Risorse per il settore e rimodulazione dei rapporti tra enti pubblici e privati, garanzia della tutela legale del minore, riconoscimento giuridico delle case-famiglia. Sono le tre richieste che avanza l’Associazione Amici dei bambini (Aibi) alla Commissione Giustizia della Camera, che, in questi giorni, sta esaminando la proposta di legge delega per la “Riforma dei procedimenti per la tutela e l’affidamento dei minori”.

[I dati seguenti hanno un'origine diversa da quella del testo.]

PR #5379, opened 2026-02-13
Fix file handle leaks in COMSOL comparison scripts

taovinci0:
## Problem

Two example scripts in `examples/scripts/compare_comsol/` open JSON files but never explicitly close them, which can lead to resource leaks.

## Solution

Use context managers (with statements) to ensure files are properly closed after reading.

## Changes

- `compare_comsol_DFN.py`: Wrap `json.load(open(...))` in a `with` statement
- `discharge_curve.py`: Wrap `json.load(open(...))` in a `with` statement

This follows Python best practices and prevents potential resource leaks in example code that users might copy.


MarcBerliner (approved):
Thanks @taovinci0!

PR #5391, opened 2026-02-24
Remove mass matrix inverse and dense matrix temporaries

MarcBerliner:
# Description

These caused a memory bottleneck for large models

## Type of change

# Important checks:

### DIFF
--- a/src/pybamm/models/base_model.py
+++ b/src/pybamm/models/base_model.py
@@ -149,7 +149,6 @@ class BaseModel:
         instance.bounds = properties["bounds"]
         instance.events = properties["events"]
         instance.mass_matrix = properties["mass_matrix"]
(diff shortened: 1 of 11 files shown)


src/pybamm/models/base_model.py
BradyPlanden, line 1: I think we can cleanup the setter/getter and private attribute for `mass_matrix_inv` as well

BradyPlanden (commented):
Looks good, just one comment. Thanks!

BradyPlanden (dismissed):

src/pybamm/models/base_model.py
MarcBerliner: Yes good catch

BradyPlanden (approved):

PR #5394, opened 2026-02-25
add roundtrip serialization tests

valentinsulzer:
# Description

Tests that parameter values are correct after full roundtrip. Threw lots of edge cases at it, no bugs found so far.

Fixes # (issue)

## Type of change

# Important checks:


tests/unit/test_parameters/test_parameter_values_serialisation.py
```diff
@@ -0,0 +1,670 @@
...
+
+def _assert_evaluate_equal(pv_original, pv_loaded, name, inputs):
+    """Assert that a FunctionParameter evaluates identically
+    before and after roundtrip."""
+    fp = pybamm.FunctionParameter(name, inputs)
+    orig = pv_original.process_symbol(fp).evaluate()
+    loaded = pv_loaded.process_symbol(fp).evaluate()
+    assert not np.any(np.isnan(orig)), f"'{name}' original has NaN"
+    np.testing.assert_allclose(orig, loaded)
+
```
MarcBerliner: I think we should check for exact floating point equivalence here and elsewhere for safety

MarcBerliner (changes requested):
Otherwise LGTM

tests/unit/test_parameters/test_parameter_values_serialisation.py
valentinsulzer: updated, except for cases with functions / solvers where we get some machine error

MarcBerliner: All the tests that fail with `_assert_evaluate_equal` are good first candidates for looking into these serialization issues. I think we shouldn't see any machine error even if they go through a solver

MarcBerliner (approved):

Ricordando che spesso mancano risorse nel “sistema affido”, che i servizi tutela minori e i servizi affido “sono presenti sul territorio nazionale a macchia di leopardo” e che ci sono associazioni, cooperative, fondazioni che “si occupano di accoglienza”, Cristina Riccardi, vicepresidente e delegata alle politiche familiari di Aibi, oltre che vicepresidente del Forum nazionale delle associazioni familiari, evidenzia: “Aibi, ispirandosi al sistema sanitario e scolastico, propone canali paralleli ma dialoganti tra pubblico e privato: un privato qualificato con standard essenziali di servizio pari al pubblico che, a sua volta alleggerito, potrebbe alzare anche il proprio livello di prestazione. Un sistema certo da progettare con cura, per non rischiare il venir meno di responsabili ultimi. In sostanza un sistema di accreditamento”.
Per quanto riguarda la tutela legale del minore, prosegue Riccardi, “noi proponiamo la nomina di un avvocato che sia in grado di assistere e difendere il minore fin dal momento in cui questi si trova ‘fuori famiglia’, a garanzia del fatto che vengano rispettati i diritti dei bambini come avviene per le parti adulte coinvolte. L’avvocato dovrebbe monitorare l’andamento del progetto di affido familiare o in comunità familiari e promuovere ogni azione a protezione dei suoi interessi e diritti”.
Infine, “è fondamentale distinguere i diversi tipi di accoglienza che devono rispondere ai diversi bisogni dei bambini e dei ragazzi”. “Da anni Aibi, con il Forum delle associazioni familiari, propone il riconoscimento giuridico delle case-famiglia intesa come presidio di solidarietà sociale in cui una famiglia costituita da due persone adulte, uomo e donna coniugati o meno, con o senza figli, vivano in modo stabile – conclude Riccardi -. In simile contesto la funzione genitoriale è a carico della coppia, benché possano essere previsti supporti di tipo educativo. La proposta del Forum prevede poi la definizione della comunità di tipo familiare (con almeno un adulto residente) e le comunità educative (con educatori professionali, presenti con modalità ‘a rotazione’). Il ‘grado di familiarità’ è ciò che dovrebbe definire le diverse strutture di accoglienza. Fermo restando che ciò che serve ad un bambino per una crescita il più possibile serena è una famiglia”.